WHAT NEEDS TO BE DONE – Copy the records below exactly as they appear.

(Saved data entries)
PR #1045, opened 2024-08-26
Replace Fury with Adrenaline

ezrn:
## Describe your changes
- Fury was just better overwhelm and therefore made no sense on brute
- Adrenaline gives you speed 1 when below a certain health threshold, and speed 2 below an even lower threshold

ANSWER TO THIS TASK –
PR #1045, opened 2024-08-26
Replace Fury with Adrenaline

ezrn:
## Describe your changes
- Fury was just better overwhelm and therefore made no sense on brute
- Adrenaline gives you speed 1 when below a certain health threshold, and speed 2 below an even lower threshold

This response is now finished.